Issue #1731, opened 2020-11-16
Split Aggregator Wasm module


ipetr0v:
After finishing https://github.com/project-oak/oak/pull/1646 we will start checking labels of the incoming messages (if they have Aggregator Wasm module hash). But in order to do this, we need this hash to be present in the Aggregator code.

Currently this problem is solved via sending hash as a part of `ConfigMap`, but in the future we need to split these modules into `Router` and `Handler` modules, and hardcode the `Handler`'s hash in the `Router`.

ipetr0v:
The only problem with splitting modules and hardcoding SHA-256 is that Oak tests also compile Wasm modules which result in different SHA-256 hashes.

ipetr0v:
I order to allow both tests and release versions to use the same module (but with different hashes) and also prevent constant re-hardcoding of module hashes - I can add the following function to ABI:
```rust
// `oak::io`
fn module_privilege_read(wasm_module_name: &str) -> Result<Label, OakStatus> {
    ...
    oak_abi::module_privilege_read(...)
    ...
}

```
Similar to existing `node_privilege_read`.

This will also work for Signature labels.

WDYT @tiziano88 ?

tiziano88:
I'm not sure I see how this helps. The problem is the same from the client point of view: the client needs to know the label to assign upfront. So I don't think having a special case to solve it in an Oak application helps much. Or am I missing something?

ipetr0v:
The main problem is - the same module is compiled for release and for tests, resulting in having different hashes. This is problematic if we want to hardcode hashes in `Main` modules.
Second problem (more of an inconvenience) we always need to re-hardcode hashes once we updated an application. This also could result in the avalanche of changes if multiple modules use such hardcoded hashes.

tiziano88:
> The main problem is - the same module is compiled for release and for tests, resulting in having different hashes. This is problematic if we want to hardcode hashes in `Main` modules.

Maybe we should only pick one. The point is that they are in fact different modules, so I don't think we should try and work around this.

> Second problem (more of an inconvenience) - we always need to re-hardcode hashes once we updated an application. This also could result in the avalanche of changes if multiple modules use such hardcoded hashes.

As I said, this is the same problem that a client using these labels would have, so solving it for ourselves is actually counterproductive. If we cannot solve it for ourselves, how do we expect clients to deal with it?

PR #1783, opened 2020-12-01
Update Wasm module generation in oak_tests

ipetr0v:
This change updates Wasm module generation in `oak_tests` in order to generate the same modules as in `runner` (i.e. now they have same SHA256 hashes).

Ref https://github.com/project-oak/oak/issues/1731

### DIFF
--- a/runner/src/main.rs
+++ b/runner/src/main.rs
@@ -191,9 +191,14 @@ fn build_wasm_module(name: &str, target: &Target, example_name: &str) -> Step {
                     "--target=wasm32-unknown-unknown",
                     &format!("--manifest-path={}", cargo_manifest),
                     // Use a fixed target directory, because `--target-dir` influences SHA256 hash
-                    // of Wasm module. This directory should also be synchronized with
+                    // of Wasm module.  Target directory should also be synchronized with
                     // `--target-dir` used in [`oak_tests::compile_rust_wasm`] in order to have
                     // same SHA256 hashes.
+                    //
+                    // This directory is separate from `examples/target` because it is used by
+                    // `cargo test`, which also executes [`oak_tests::compile_rust_wasm`] and thus
+                    // runs `cargo build` inside it. It may lead to errors, since dependencies may
+                    // be recompiled by `cargo build` and `cargo test` will fail to continue.
                     &format!("--target-dir={}", {
                         let mut target_dir = PathBuf::from(cargo_manifest);
                         target_dir.pop();
--- a/runner/src/main.rs
+++ b/runner/src/main.rs
@@ -190,6 +190,16 @@ fn build_wasm_module(name: &str, target: &Target, example_name: &str) -> Step {
                     "--release",
                     "--target=wasm32-unknown-unknown",
                     &format!("--manifest-path={}", cargo_manifest),
+                    // Use a fixed target directory, because `--target-dir` influences SHA256 hash
+                    // of Wasm module. This directory should also be synchronized with
+                    // `--target-dir` used in [`oak_tests::compile_rust_wasm`] in order to have
+                    // same SHA256 hashes.
+                    &format!("--target-dir={}", {
+                        let mut target_dir = PathBuf::from(cargo_manifest);
+                        target_dir.pop();
+                        target_dir.push("target");
+                        target_dir.to_str().expect("Invalid target dir").to_string()
+                    }),
                     &format!("--out-dir=examples/{}/bin", example_name),
                 ],
             ),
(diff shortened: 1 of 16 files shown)


ipetr0v:
I didn't make `oak_tests` and `runner` use the same function, because:
- `runner` shouldn't be included in any module
- `runner` uses `Step` objects and a complex infrastructure for running commands

sdk/rust/oak_tests/src/lib.rs
```diff
@@ -46,42 +47,35 @@ pub fn compile_rust_wasm(
...
+        format!("--out-dir={}", out_dir),
     ];
-    let profile_str = match profile {
-        Profile::Release => {
-            args.push("--release".to_string());
-            "release".to_string()
-        }
-        Profile::Debug => "debug".to_string(),
-    };
+    if profile == Profile::Release {
```
tiziano88, line 62: Should these be kept in sync with runner? if so, could you add a comment here and also in runner?

tiziano88 (approved):

sdk/rust/oak_tests/src/lib.rs
ipetr0v: Added a comment

ipetr0v:
Redone the PR: now both test and `runner` versions are compiled in `examples/{}/module/rust/target`

ipetr0v:
Also temporary removed external modules to check if CI Docker compiles with the same SHA256 hashes.

tiziano88:
> Also temporarily removed external modules to check if CI Docker compiles with the same SHA256 hashes.

Great! if it works, please leave it with the local files instead of downloading modules from GCP every time.

runner/src/main.rs
```diff
@@ -190,6 +190,16 @@ fn build_wasm_module(name: &str, target: &Target, example_name: &str) -> Step {
...
                     &format!("--manifest-path={}", cargo_manifest),
+                    // Use a fixed target directory, because `--target-dir` influences SHA256 hash
+                    // of Wasm module. This directory should also be synchronized with
+                    // `--target-dir` used in [`oak_tests::compile_rust_wasm`] in order to have
+                    // same SHA256 hashes.
+                    &format!("--target-dir={}", {
+                        let mut target_dir = PathBuf::from(cargo_manifest);
+                        target_dir.pop();
+                        target_dir.push("target");
+                        target_dir.to_str().expect("Invalid target dir").to_string()
```
tiziano88, line 201: Isn't this the same as not specifying any target dir?

ipetr0v: Without specifying the `--target-dir` it would be `examples/target` and not `examples/{}/module/rust/target`

tiziano88: But wouldn't it be the same for both runner and tests, at least?

ipetr0v: If we will use `examples/target` then `integration_test.rs` also will be occupy the same directory with Wasm modules.
It leads to errors because we are running `cargo build` inside `cargo test`, and they are using the same target directory.

tiziano88: Got it, that seems the most important thing to include in the comment then, isn't it? (sorry if I missed it)

ipetr0v:
Doesn't look like CI is building the same Wasm modules:
https://pantheon.corp.google.com/cloud-build/builds/0bfa8477-c1bf-48f6-9f60-d49f6f7e46da?project=oak-ci

tiziano88:
> Doesn't look like CI is building the same Wasm modules:
> https://pantheon.corp.google.com/cloud-build/builds/0bfa8477-c1bf-48f6-9f60-d49f6f7e46da?project=oak-ci

Do either of them match the hashes in https://github.com/project-oak/oak/blob/hashes/reproducibility_index ?

ipetr0v:
Hm, interesing observation:
`aggregator.wasm` hash is the same on both of my machines:
```
53d38904ac029db2f25d8a976ee4bf9060cd01c80e48e2c10d9cfcbedbec50de
```
But `private_set_intersection_handler.wasm` hash is different:
```
08ac29c2e8fc7de860750457f1e97decc3f0089711e5efd574453085706b0a42
```
vs
```
67e9f599357de7b81f775116b05645f79bda4f8647e0f240300b6dde463707b2
```

ipetr0v:
And the only difference between these files is:
```
--- (func $_ZN4core3ptr13drop_in_place17h05792fa346fda189E.llvm.1918291159313483383 (type 1) (param i32)
+++ (func $_ZN4core3ptr13drop_in_place17h05792fa346fda189E.llvm.17173589550728216195 (type 1) (param i32)
```
Which is just duplicated in different places.

runner/src/main.rs
ipetr0v: Done

PR #1784, opened 2020-12-01
Finish set_call_unwind (And NI proof!)

aferr:
The proof of the last theorem is clearly a mess, though.

# Checklist

      construction.

### DIFF
--- a/experimental/ni_coq/vfiles/Unwind.v
+++ b/experimental/ni_coq/vfiles/Unwind.v
@@ -191,12 +191,73 @@ Proof.
         destruct obj; destruct obj0; (rewrite E; auto).
 Qed.
 
+Theorem set_call_none_is_nop: forall s id c,
+    obj ((nodes s) id) = None ->
+    s_set_call s id c = s.
+Proof.
+    autounfold with semutils. unfold fnd. intros.
+    (* why doesn't subst work here? sad/fake_news. *)
+    rewrite H. congruence.
+Qed.
+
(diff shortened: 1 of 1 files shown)


jadephilipoom (approved):
LGTM! But I see only `set_call_unwind` and a couple small lemmas -- did you mean to include an NI proof, or did you mean that `set_call_unwind` is the last admitted lemma for the NI proof?

aferr:
This WAS the last admitted theorem in the first iteration of the proof. (There are some admitted theorems in LowProjPS_Thms.v but those are not used in the main proof. That file is meant to be useful in case we adopt 
[issue 1722](https://github.com/project-oak/oak/issues/1722) )

There's still more to do with these proofs, though. There are ways to make the model better. I probably should also do more of a thorough comparison of this and the implementation again. There are also better variants of NI we could be proving.

aferr:
Tactics and cleaner proofs would still help make the rest of the proofs easier.

jadephilipoom:
I see. Pretty big milestone, then -- congratulations!

If you haven't found it already, you can use `Print Assumptions` to see any admits that a lemma depends on.

aferr:
Oh nice I haven't seen that. I ran `Print Assumptions possibilistic_ni` with so much anxiety! I just got:
```
Axioms:
Parameters.p : params
Parameters.lat : Lattice level
```

which I think are reasonable, still.

jadephilipoom:
Yep, seems like those are just parameters that you've quantified over.

PR #1785, opened 2020-12-01
Enable colorized output in GitHub actions logs

tiziano88:
The current logic is not quite right; the thing that is missing from
GitHub action is the interactive STDIN, not the TTY itself. Fixing this
makes most commands detect the TTY correctly, which produces colored
outputs in logs etc.


juliettepretot (approved):
LGTM :)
┄┄┄┄┄┄┄┄┄┄
**ACTION ITEM**: Among the lines above, find those that contain the word "resulting" and copy them.

**RESPONSE FOR THIS EXERCISE**:
The main problem is - the same module is compiled for release and for tests, resulting in having different hashes. This is problematic if we want to hardcode hashes in `Main` modules.
> The main problem is - the same module is compiled for release and for tests, resulting in having different hashes. This is problematic if we want to hardcode hashes in `Main` modules.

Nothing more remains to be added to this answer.